Google's tax bill. It came up again at PMQs today.


Here's Jeremy Corbyn. I've got a question here,


Mr Speaker, Now, you might well laugh,


but Geoff actually speaks for millions of people


when he says to me, "Can you ask the Prime Minister if


as a working man of over 30 years, whether there is a scheme


which I can join that pays the same rate of tax as Google


and other large corporations?" What does the Prime Minister say


to Geoff? Sitting behind David Cameron there,


the Chancellor who had called Broadly speaking, the commentariat


beg to differ Two representatives of that


commentariat are here. Rachel Sylvester from the Times


newspaper and Tim Stanley Rachel Sylvester, is this


potentially the first issue where Corbyn is going to have something to


go with and it will last quite a while? That's right. It is one of


the first time it is Corbyn standing up for ordinary people against the


elite. George Osborne has got himself on the wrong side of this


argument. I think Corbyn is striking a populist note in the way he hasn't


on all the issues of national security, defence, and all of the


things where he has been alienating Middle England and people will be


saying yes, someone saying what we feel. Tim Stanley, there have been


lots of people who wouldn't ally themselves with Corbyn, like Rupert


Murdoch tweeting today, lining up on the same side. Where is the


Telegraph on this taxish yoo u? I don't know you were going to ask me


that! If you have a very complicated tax system n the way we do for


international taxes, this kind of complication can emerge. We would


rather people paid as much tax as they should. This is why this has


happened. George Osborne wants to keep businesses in this country.


That is why he's cut this deal. Sorry, that is why the HMRC has cut


this deal. This is why he described it as a victory. You keep a major


company in the country. The problem is, the rest of us pay 20% or 40%


when it comes to tax. We don't understand why a company should pay


3% when it makes such an extraordinary amount of money. This


isn't the first mistake. We discovered that George was mortal


when the tax credit issue came up and when the Government was defeated


in the Lords. Also, we have seen a reversal through the courts possibly


on bedroom tax, too. So all these big welfare changes, which George


saw as being real vote winners and clever things to force Labour to the


left and make the Government look populist, they could end up haunting


him. The Ed Miliband phrase about the Tories are strong when it comes


to standing up to the weak and weak when it comes to standing up to the


strong. The optics of simultaneously a bedroom tax court case coming in,


disabled children and women with domestic violence problems, and the


Government says we will appeal against this today. They are


declaring, they are trying to defend this tax settlement with Google, it


is not good? The Tories underlying fundamental brand problem is they


are seen as the party of the rich and they are on the side of the


wealthy elite, big business, large international corporations, rather


than on the side of the hard-working, ordinary person. They


have tried to position themselves as the party of the strivers. Every


time this happens, it looks like they are back to that party of the


rich image. There are two mistakes in a way. One is, if you want to


take the Labour narrative, one is you gave into Google and you had


?130 million. The other is, George Osborne thought that was a victory.
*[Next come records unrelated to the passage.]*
PR #3568, opened 2015-10-12
Bug 1209185 - Pre django 1.8 updates

robhudson:


robhudson:
Reassigning since Luke is deploying other things. :)

Makefile
```diff
@@ -17,7 +17,7 @@ browser-tests: on_host
 	pushd tests/ui ; ./node_modules/.bin/intern-runner config=intern-local d=developer.allizom.org b=firefox; popd
 
 clean:
-	find kuma -name '*.pyc' -exec rm {} \;
+	find . -name '*.pyc' -exec rm {} \;
```
jezdez: That'll take a lot longer since it'll also go through all of `vendor/`

jezdez:
The faking of the authkeys migration need to happen in the chief deploy script

Makefile
jwhitlock: You'll need to exclude or restore ``vendor/src/python-magic/magic.pyc``, which is (probably incorrectly) checked into the the python-magic repo.

robhudson: I can back this out.  I don't see how it relates to django 1.8.

robhudson:
@jezdez Has that happened before? On Marketplace we would put in notes for the deploy to do this manually.

groovecoder:
Oops, yeah the `Makefile` change was just something I changed while switching branches. "Take a lot longer" means a few seconds here, and it saves minutes-hours of frustration when switching between branches with different `vendor/src` submodule files.

brhom300:
+1805663177

brhom300:
3568

robhudson:
@groovecoder Would you be interested in coordinating this push? Both look like they will need manual SQL run. (1) for the "fake" authkeys migration which can be inserted via SQL shell prior to push, and (2) for migration reset which I'm not sure when it would be updated (before or after?).

jezdez:
@groovecoder true indeed!

groovecoder:
I can coordinate this merge & deploy with WebOps. It may take me a few days at least though.

groovecoder:
We should be able to do both SQL updates before the merge & deploy:
```
INSERT INTO django_migrations (app, name, applied) values ('authkeys', '0001_initial', NOW());
DELETE FROM django_migrations where app = 'users';
INSERT INTO django_migrations (app, name, applied) values ('users', '0001_initial', NOW());
```
After that I see the same warning from `migrate` that we see on our deploy logs:
```
  Your models have changes that are not yet reflected in a migration, and so won't be applied.
  Run 'manage.py makemigrations' to make new migrations, and then re-run 'manage.py migrate' to apply them.
```
The `makemigrations` creates some migrations in `wiki`, `demos`, and `users` tables:
```
Migrations for 'wiki':
  0010_auto_20151022_0900.py:
    - Alter field locale on document
    - Alter field locale on documentdeletionlog
Migrations for 'demos':
  0003_auto_20151022_0900.py:
    - Alter field demo_package on submission
    - Alter field screenshot_1 on submission
    - Alter field screenshot_2 on submission
    - Alter field screenshot_3 on submission
    - Alter field screenshot_4 on submission
    - Alter field screenshot_5 on submission
Migrations for 'users':
  0002_auto_20151022_0900.py:
    - Alter field timezone on user
```
We should be able to merge & deploy without blocking on fixing those.

PR #3569, opened 2015-10-12
Fix bug 1213229 - Remove duplicate tag warning

robhudson:


jezdez:
I left a comment in the ticket that this would (I think) get rid of the ability to detect wrong casings for new tags once discovered, but if we have other means to fix them via the Django admin we should be good. 

The code change itself looks good. r+

kuma/wiki/forms.py
```diff
@@ -342,20 +339,21 @@ def clean_tags(self):
...
-
                 # Write a log we can grep to help find pre-existing duplicate
                 # document tags for cleanup.
                 if len(doc_tag) > 1:
                     log.warn('Found duplicate document tags: %s' % doc_tag)
 
-            if dupe_tags:
-                raise forms.ValidationError(
-                    TAG_DUPE % {'tag': get_text_list(dupe_tags)})
+                if doc_tag:
```
jezdez: Oh, one thing, that'd be a great fit for `first()` as it returns `None`

robhudson: Would `first()` trigger another query with a `LIMIT 1`? I'm trying to avoid 2 queries here. I could drop the logging and use `first()`, though. Either we haven't hit the case of more than one tag being found or the logging isn't set up at the right log level to see the logs.

robhudson: I'm going to leave this as-is to avoid a 2nd query. When we decide we can remove the logging we can update this to use `first()` instead. Or even `get()` for that matter.

PR #3570, opened 2015-10-13
fix bug 1177797 - Only focus on next avatar if enter key pressed

darkwing:
https://bugzilla.mozilla.org/show_bug.cgi?id=1177797

To test:

1.  Click on the "Show all" button....see no "larger" avatar
2.  Tab to "Show all" button, press `ENTER` key, see larger avatar


stephaniehobson:
Pressing tab while on "show all" now expands the full list. We should be checking `e.which === 13` before preventing default.

darkwing:
Great catch @stephaniehobson .  Been distracted by Jack's illness today, this should be set now.

stephaniehobson:
R+

PR #4592, opened 2017-12-07
bug 1402950: Run tests more reliably with Firefox and Remote driver in Selenium 3.x

jwhitlock:
These changes make Firefox run more reliably with the Remote driver in Selenium 3, and should still work in Selenium 2:

* To display the on-hover submenus, first move the mouse to the logo. This more reliably triggers the hover state on the article page.
* The hover is still unreliable, especially on the homepage. If the driver is Remote for Firefox, then allow hover tests to xfail.
* On the Revision Dashboard, it can take time to expose the revision diff after the other details are displayed. Be patient.

There was also an error in ``test_dashboard_overflow``, where the wrong attributes made it always ``xfail``. Now it can ``xpass`` as well.

### DIFF
--- a/tests/functional/test_dashboard.py
+++ b/tests/functional/test_dashboard.py
@@ -50,7 +50,7 @@ def test_dashboard_overflow(base_url, selenium):
     """
     page = DashboardPage(selenium, base_url).open()
     page.open_first_details()
-    assert page.scrollWidth < page.clientWidth
+    assert page.scroll_width <= page.client_width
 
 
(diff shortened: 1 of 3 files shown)


jwhitlock:
I pushed this branch to run [on Jenkins](https://ci.us-west.moz.works/blue/organizations/jenkins/mdn_multibranch_pipeline/detail/remote-firefox-sel3-tests-1402950/1/pipeline/), and it passed.

PR #4593, opened 2017-12-07
bug 1402950: Add Chrome to integration tests

jwhitlock:
* Add Google Chrome to the integration test suite. In our selenium 2 version, this is Chrome 47, released December 2016.
* Run Chrome, Firefox, and headless (requests) tests in parallel. Add a browser prefix to distinguish between functional tests.
* Run parallel functionaltests equal to the number of selenium nodes
* Manually create and stop containers, to avoid a bug in auto-stopping containers in dockerRun
* Re-run tests on failure, to deal with flakiness of low-usage infrastructure like staging
* Be doubly verbose
* In several runs, a chrome node would become unresponsive, and the test would hang forever. Timeout the pytest run in 4 minutes, and enforce a Jenkins timeout of 5 minutes.
* Notify IRC on tests success or failure

### DIFF
--- a/Jenkinsfiles/integration-tests.groovy
+++ b/Jenkinsfiles/integration-tests.groovy
@@ -6,41 +6,122 @@ stage('Build') {
   }
 }
 
-stage('Functional') {
-  def pwd = pwd()
-  def cmd = "py.test tests/functional" +
-            " --driver Remote" +
-            " --capability browserName firefox" +
-            " --host hub" +
-            " --base-url='${config.job.base_url}'" +
-            " --junit-xml=/test_results/integration.xml"
-  if (config.job && config.job.tests) {
-    cmd += " -m \"${config.job.tests}\""
-  }
-  if (config.job && config.job.maintenance_mode) {
-    cmd += " --maintenance-mode"
-  }
+def functional_test(browser, hub_name, base_dir) {
+  // Define a parallel build that runs Selenium Node for the given browser
+  return {
+    node {
+      // Setup the pytest command
+      // Timeout after 4 minutes, due to stalled nodes
+      def cmd = "timeout --preserve-status 4m" +
+                " py.test tests/functional" +
+                " --driver Remote" +
+                " --capability browserName ${browser}" +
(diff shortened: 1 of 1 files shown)


jwhitlock:
I tried using the pytest retry failures plugin, and it looks like we don't have it installed. I'll remove.

jwhitlock:
After several rounds, I'm happy with the new integration suite. It fails more than it passes, due to many possible causes:

* One of the Chrome nodes will become unresponsive, and won't return a test failure. ``pytest`` waits forever. Mitigated by timing out ``pytest`` after 4 minutes, and the build step after 5 minutes. A successful run takes about a minute.
* stage.mdn.moz.works returns a 503 error 1% - 5% of the time. This may be due to running stage with limited resources, such as a single web pod. I've added ``--reruns=2``, so that an unlucky test will be re-run and hopefully be luckier.
* On test failures (and maybe on success!), docker nodes tend to remain running. Manually stop them by name.

Out of [16 runs](https://ci.us-west.moz.works/blue/organizations/jenkins/mdn_multibranch_pipeline/activity?branch=chrome-func-tests-1402950), only 2 passed. However, run 16 failed in a normal way (test failure), and test 15 failed with a timeout rather than being manually stopped.

Despite the issues with the test runs, I'd like to ship this, so I can move on to upgrading Selenium and the browsers.

safwanrahman:
> stage.mdn.moz.works returns a 503 error 1% - 5% of the time. This may be due to running stage with limited resources, such as a single web pod. I've added --reruns=2, so that an unlucky test will be re-run and hopefully be luckier.

Can we use the `readiness/` endpoint in test to check if the host is running? So that the test will not run if its 503

jwhitlock:
Staging is available during the tests. The problem is that the occasional request returns an error. If I'm right that this is due to the limited resources in our staging environment, then doubling requests for each test by checking the readiness endpoint would double the chances of seeing an error.

We could scale up staging so that it is as reliable as production. I think this would be a bad allocation of resources.

I believe a retry is the right solution.

PR #4597, opened 2017-12-08
Fix Bug 1401291, change warnings to error - eslint

schalkneethling:
Now attempting a commit will fail with exit code 1, if there are linting errors o/\o

### DIFF
--- a/.eslintrc.js
+++ b/.eslintrc.js
@@ -1,68 +1,68 @@
 module.exports = {
-    "env": {
-        "browser": true,
-        "jquery": true
+    'env': {
+        'browser': true,
+        'jquery': true
     },
-    "extends": "eslint:recommended",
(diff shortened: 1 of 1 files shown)


.eslintrc.js
```diff
@@ -5,53 +5,53 @@ module.exports = {
     },
     "extends": "eslint:recommended",
     "rules": {
-        "no-global-assign": 1,
+        "no-global-assign": 2,
```
jwhitlock: According to the [online docs](https://eslint.org/docs/user-guide/configuring#configuring-rules), this can be ``2`` or ``"error"``. Can we use the text version instead?

schalkneethling:

stephaniehobson:
💃 🎉 🍾

PR #4599, opened 2017-12-08
bug 1406546: fix kuma tests by tearing-down volumes as well

escattone:
In Jenkins builds, every Kuma test that hit the database started to fail consistently with a `OperationalError: (1130, "Host '172.20.0.5' is not allowed to connect to this MySQL server")`. This was fixed by also tearing down the volumes (using `docker-compose down --volumes`) before running the tests. I also added the "--remove-orphans" option as well, so we start (and end) with a totally clean slate.

Thanks to this thread: https://github.com/docker-library/mysql/issues/275 for the idea.

### DIFF
--- a/Jenkinsfiles/utils.groovy
+++ b/Jenkinsfiles/utils.groovy
@@ -144,8 +144,9 @@ def announce_push() {
 
 def compose_test() {
     def dc = 'docker-compose -f docker-compose.yml -f docker-compose.test.yml'
+    def dc_down = "${dc} down --volumes --remove-orphans"
     // Pre-test tear down to ensure we're starting with a clean slate.
-    sh_with_notify("${dc} down", 'Pre-test tear-down')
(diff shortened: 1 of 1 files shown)


Jenkinsfiles/utils.groovy
```diff
@@ -144,8 +144,9 @@ def announce_push() {
 
 def compose_test() {
     def dc = 'docker-compose -f docker-compose.yml -f docker-compose.test.yml'
+    def dc_down = "${dc} down --volumes --remove-orphans"
```
safwanrahman: Is it possible to set environment variable `COMPOSE_FILE=docker-compose.yml:docker-compose.test.yml` above, so that you can just call `dc_down=docker-compose down --volumes --remove-orphans`

jwhitlock: That's an interesting idea, but should be in a new PR.

PR #4601, opened 2017-12-10
Use TravisCI Edge images

jwhitlock:
This is the ``travis_latest`` version that will go live on Dec 11 2017:

https://blog.travis-ci.com/2017-12-01-new-update-schedule-for-linux-build-images


jwhitlock:
Builds pass, we should be in good shape when this goes live today.

PR #4605, opened 2017-12-21
Fix Bug 1420371: Samsung, Firefox, footnote, icon update

stephaniehobson:
- Add Samsung Internet Browser Icon
- Update Firefox icon
- Change footnote icon from `[ ]` to `*`


stephaniehobson:
@Elchi3 🎁

schalkneethling:
Not sure if I missed a step but, I fetched this branch, updated the sub-modules, started docker, ran build-static, restarted web as well as kumascript, and have gulp running.

With all of the above, the new/changed icons are not showing up:

screen shot 2017-12-21 at 12 16 14

and

screen shot 2017-12-21 at 12 19 07

jwhitlock:
If you are removing ``compat-icons.eot``, etc., you'll need to remove the reference from ``kuma/static/styles/base/fonts/compat-icons.scss`` as well.

schalkneethling:
> If you are removing compat-icons.eot, etc., you'll need to remove the reference ...

Ah yes, that is why there was the message about unliked files from Gulp

stephaniehobson:
Oh no, I put the new files in `/static/` instead of `/kuma/static/`. I hope I still have them...

`/static/` is my nemesis.

stephaniehobson:
I should add, the macro doesn't add Samsung Internet Browser to the table yet, so you'll have to test by changing the class on one of the others with dev tools.

stephaniehobson:
Okay, try it again :)

PR #4614, opened 2018-01-03
bug 1423738: Add 429 "Too Many Requests" response

jwhitlock:
Return a ``429 TOO MANY REQUESTS`` and custom error page when the rate limit is exceeded.

You can view the rate limit page by adding this to a view, such as ``kuma.landing.views.home``:

```
from ratelimit.exceptions import Ratelimited; raise Ratelimited()
```

It looks a lot like the 403 page:

429-tumbeast

### DIFF
--- a/jinja2/403.html
+++ b/jinja2/403.html
@@ -23,6 +23,8 @@
       <p class="notice">{{ _('The wiki is in read-only mode.') }}</p>
     {% elif reason == 'revisions_login_required' %}
       <p class="notice">{{ _("You must sign in to view all history") }}</p>
+    {% elif reason == 'ip_banned' %}
+      <p class="notice">{{ _("Your IP address has been banned.") }}</p>
     {% endif %}
     {% endblock reason %}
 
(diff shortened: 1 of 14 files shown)


jwhitlock:
I am surprised to learn that the ``IPBan`` only applies to editing.  I'll stop using it for misbehaving scrapers, and rely on @metadave's IP ban tools instead.

I'm going to re-write this bit so that a 403 rather than a 429 is raised for IP bans, in a new commit.

safwanrahman:
I think we can include the `Retry-After` header also

jwhitlock:
I don't think we have enough information for an accurate ``Retry-After`` header, but I guess a hard-coded 60 seconds wouldn't hurt.

jwhitlock:
Lots of stuff:

* Rebased on master
* Added ``Retry-After: 60`` header
* Refactored ``IPBan`` view tests
* Rewrote ``IPBan`` logic as a new decorator ``ban_blocked_ips``, and removed it from the rate limiting decorator.
* Rewrote ``IPBan`` job to cache a list of banned IPs rather than a cache item for each banned IP. I suspect that editing is too rare to justify any caching, but I'm following the lead of past developers.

That is the bit where he is out of touch with everyone else. That is


not a victory... That is the tone deafness, isn't it? Osborne is


working on an intellectual level which means he is thinking about the


economic long-term. He does care passionately about people making


money. He is big on entrepreneurs and the Northern Powerhouse. He


likes the thought of ordinary people getting ahead. The problem is, it is


a cliche, but we have to keep coming back to it. When you haven't worked


for a living and relied on welfare, when you haven't done what a lot of


ordinary working middle-class people do, you don't connect the dots


between welfare charges and what effect they have people's individual


lives. That is the piece that is missing with George Osborne. There


are people within the Tory Party who support Boris Johnson who are very


keen to exploit that. Come on, talk about how this impacts the


leadership race. That is what everyone talks about now. It is


another example of George Osborne's big flaw which is a lack of


emotional intelligence. He is very clever, lots of tactical schemes,


but he lacks the empathy for how ordinary people live and an ability


to articulate and understanding of that. That is the difference between


a leader and a Chancellor. Boris Johnson is the absolute opposite.


He's got all the emotional, whatever you want in the world, but he lacks


a consistency and discipline. What I find interesting, Osborne seems to


exist in cycles, boom-and-bust, there are periods when his stock is


so high, and periods when his stock goes down. Before the 2010 election,


they were saying is Cameron going to have to dump him? He's changing more


than almost any other member of the Cabinet. It is not just the haircut


and the diet. And the image makeover. He's gone from being a


tactical, hard economic person to being a more Heseltine protege.


There is a lack of emotional intelligence underlying that. Is


there a split at the party? Some people have said there is such a


difference between the Cameron narrative and the Osborne narrative.


There is an emerging split. Is that true, Tim? It could be that Cameron


had the advantage of an extra day of headlines to see I'm not going to


hold the line that Osborne tried holding on Saturday? There is a


split of where we go next, what the party is going to look like. The


choices between Cameron, which is driven by the search for consensus,


and the search for social peace in Britain. There is the libertarian


politics of George Osborne which is supported by the creation of a


fantastic political machine within Parliament. Osborne will have a lot


of supporters because he's put them in important positions of power.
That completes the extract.